Expected log columns:

  • hostname
  • request_event_time
  • thread_id
  • session_id
  • xid
  • has_watch
  • op_num
  • path
  • data
  • is_ephemeral
  • is_sequential
  • response_event_time
  • error
  • requests_size
  • version

If --setup-nodes-snapshot-path is provided during replay, the tool can infer required initial nodes from expected outcomes and write an updated snapshot.


Output

Stderr progress reports

Periodic stderr reports (controlled by report_delay) include:

  • Total read/write request counts.
  • Read/write RPS and throughput.
  • Read/write latency percentiles (0, 10, ..., 90, 95, 99, 99.9, 99.99).
  • Per-operation breakdown (requests, RPS, p50, p99).

JSON output

Configure JSON output with:

yaml
output:
    file: "output.json"
    # or:
    file:
        path: "output.json"
        with_timestamp: true
    stdout: true

JSON fields:

  • timestamp (epoch milliseconds).
  • read_results (present only if read requests exist).
  • write_results (present only if write requests exist).
  • per_op_results (present only if per-op stats exist).

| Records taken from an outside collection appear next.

PR #147, opened 2024-09-25
fix: Try to detect status of insights-client correctly

jirihnidek:
* When insights-client is not connected and non-legacy mode is used, then we should not print error message, but we should simply say that:

    "Not connected to Red Hat Insights"

  It is reason, why we have integration tests.
* I hope that we will be able to solve getting status using more reliable way in the future

### DIFF
--- a/insights.go
+++ b/insights.go
@@ -1,6 +1,8 @@
 package main
 
 import (
+	"errors"
+	"io/fs"
 	"os"
 	"os/exec"
 )
@@ -17,6 +19,10 @@ func unregisterInsights() error {
 	return cmd.Run()
 }
 
+// insightsIsRegistered checks whether insights-client reports its
+// status as registered or not. If the system is registered, `true` is
+// returned, otherwise `false` is returned, and `error` is filled with
+// an error value.
 func insightsIsRegistered() (bool, error) {
 	// While `insights-client --status` properly checks for registration status by
 	// asking Inventory, its two modes (legacy v. non-legacy API) behave
@@ -25,11 +31,21 @@ func insightsIsRegistered() (bool, error) {
 	// The `.registered` file is always present on a registered system.
 	err := exec.Command("/usr/bin/insights-client", "--status").Run()
 	if err != nil {
+		var exitError *exec.ExitError
+		if errors.As(err, &exitError) {
+			// If .unregistered exists, insights-client is confident
+			// it is not registered. We can suppress the error,
+			// we don't care why it returned non-zero exit code.
+			_, err := os.Stat("/etc/insights-client/.unregistered")
+			if err == nil {
+				return false, nil
+			}
+		}
 		return false, err
 	}
 
 	_, err = os.Stat("/etc/insights-client/.registered")
-	if os.IsNotExist(err) {
+	if errors.Is(err, fs.ErrNotExist) {
 		return false, nil
 	}
 	if err != nil {


jirihnidek:
Issue was introduced in this PR: https://github.com/RedHatInsights/rhc/pull/125

insights.go
```diff
@@ -25,11 +31,25 @@ func insightsIsRegistered() (bool, error) {
...
+		if errors.As(err, &exitError) {
+			// Check if .unregistered file exists. In that case insights-client
+			// is probably in non-legacy mode, and it is only unregistered.
+			// There is hopefully no reason to return any error in such case.
+			_, err := os.Stat("/etc/insights-client/.unregistered")
+			if err == nil {
+				return false, nil
+			}
+		} else {
+			return false, err
```
m-horky, line 46: We don't need this `else` branch, do we? It should ball back to the `return` just below.

insights.go
```diff
@@ -17,6 +19,10 @@ func unregisterInsights() error {
 	return cmd.Run()
 }
 
+// insightsIsRegistered tries to get information if system is registered
+// using insights-client, and it can also return error. Current implementation
+// of insights-client is suboptimal. For this reason getting status of
+// insights-client is horrible heuristics. Hopefully, it will change in the future.
```
m-horky, line 25: Could we drop the emotions here a bit? :)

> `...using insights-client. The package is not able to reliably communicate its status via return codes. We have to use its semi-private hidden files to determine the actual status.`

m-horky (changes requested):
Sure, this change makes sense. I'd like to see the comments altered, though.

insights.go
jirihnidek: No, we cannot! Emotions are spice of life.

insights.go
jirihnidek: You are right.

insights.go
```diff
@@ -25,11 +31,25 @@ func insightsIsRegistered() (bool, error) {
 	// The `.registered` file is always present on a registered system.
 	err := exec.Command("/usr/bin/insights-client", "--status").Run()
 	if err != nil {
+		// When the error is ExitError, then we know that insights-client only returned
+		// some error code not equal to zero. We do not care about error number.
+		var exitError *exec.ExitError
+		if errors.As(err, &exitError) {
+			// Check if .unregistered file exists. In that case insights-client
+			// is probably in non-legacy mode, and it is only unregistered.
+			// There is hopefully no reason to return any error in such case.
```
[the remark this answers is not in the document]
jirihnidek: OK

insights.go
m-horky: ...and they might be very confusing to someone new just trying to figure out why the code is so weird here :)

Archana-PandeyM:
some negative integration tests are failing in the jenkins for example 'test_connect_wrong_parameters', test expects a non zero exit code however even if the rhc connect did not succeed we receive exit code 0. this should not be happening.

insights.go
subpop: Opinion comments tend to draw attention away from the intention of the comment. Code that is non-obvious should be commented with a brief explanation for the deviation from the normal or expected pattern, and nothing more.

Comments tend to "bit rot" more than code itself because they have no influence over the behavior of the program. The more text present in a comment, the more chance there is for the comment to remain unmodified as the code around it changes, leading to comments that are ignored by developers, but left in the code base to mislead new developers in the future.

I try to comment code as little as possible, and instead try to write the code so that it documents itself.

subpop, line 25: Doc comments should document the objective or purpose for the function as well as when to expect certain conditions from the return values. They typically should not include a summary of the implementation of the function. This makes the comment more resilient to changes within the function. For example, when insights-client does improve its ability to report status more accurately, this comment could become inaccurate before we get a chance to come in and change the comment.

(Note: I don't know if this suggestion accurately describes the return conditions; that should be verified before applying this suggestion.)

```suggestion
// insightsIsRegistered checks whether insights-client reports its
// status as registered or not. If the system is registered, `true` is
// returned, otherwise `false` is returned, and `error` is filled with
// an error value.
```

insights.go
```diff
@@ -25,11 +31,25 @@ func insightsIsRegistered() (bool, error) {
 	// The `.registered` file is always present on a registered system.
```
subpop, line 31: This comment is a good example of a comment documenting the reason for the deviation from the expected behavior. It's easy to read, and explicitly describes how and why.

insights.go
```diff
@@ -25,11 +31,25 @@ func insightsIsRegistered() (bool, error) {
...
 	err := exec.Command("/usr/bin/insights-client", "--status").Run()
 	if err != nil {
+		// When the error is ExitError, then we know that insights-client only returned
+		// some error code not equal to zero. We do not care about error number.
```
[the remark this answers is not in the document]
subpop: Agree. This comment is redundant.

insights.go
```diff
@@ -25,11 +31,25 @@ func insightsIsRegistered() (bool, error) {
...
+			// Check if .unregistered file exists. In that case insights-client
+			// is probably in non-legacy mode, and it is only unregistered.
+			// There is hopefully no reason to return any error in such case.
+			_, err := os.Stat("/etc/insights-client/.unregistered")
+			if err == nil {
+				return false, nil
+			}
+		} else {
+			return false, err
+		}
```
subpop, line 47: Why do we care about the exit code from running insights-client? Would it be easier to check for the presence of both `/etc/insights-client/.registered` and `/etc/insights-client/.unregistered` and determine status from the existence or non-existence of those files?

subpop (changes requested):

insights.go
jirihnidek: Because current `insights-client` is "sub-optimal". You cannot trust to any of sign 100%. You have to combine several signs together to get something at least little bit reliable.

m-horky: You aren't helping yourself by disliking insights-client. You can't trust _any_ software 100%. Just accept its quirkiness as a fact and move on. Some parts of the whole stack are much less reliable than the client itself.

jirihnidek: It's not about liking or disliking insights-client. I'm only describing current situation. If we relied only on existence of `/etc/insights-client/.registered` and `/etc/insights-client/.unregistered`, then it would not be reliable as it was described in the case in https://github.com/RedHatInsights/rhc/pull/125#discussion_r1747070445.

subpop (approved):
This looks good. Concise changes. The logic is easy enough to follow.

Each result object contains:

  • total_requests
  • requests_per_second
  • bytes_per_second
  • percentiles (array of { "<percent>": <latency_ms> } objects)

Troubleshooting

Common configuration exceptions:

  • No config file or hosts defined: provide --hosts or connections.
  • Both --config and --input_request_log cannot be empty: provide at least one mode input.
  • queue_depth must be >= 1 / pipeline_depth must be >= 1: set both to positive values.
  • Invalid path for request generator: all paths must start with /.
  • PathGetter has no paths after initialization: children_of parent has no children and no explicit path entries were supplied.
  • Generator weight must be >= 1: use positive weights only.
  • remove_factor must be in [0.0, 1.0]: keep probability in range.
  • Nested multi requests are not allowed: only one multi level is supported.
  • Repeating node creation ..., but name is not randomly generated: use random name when repeat is set.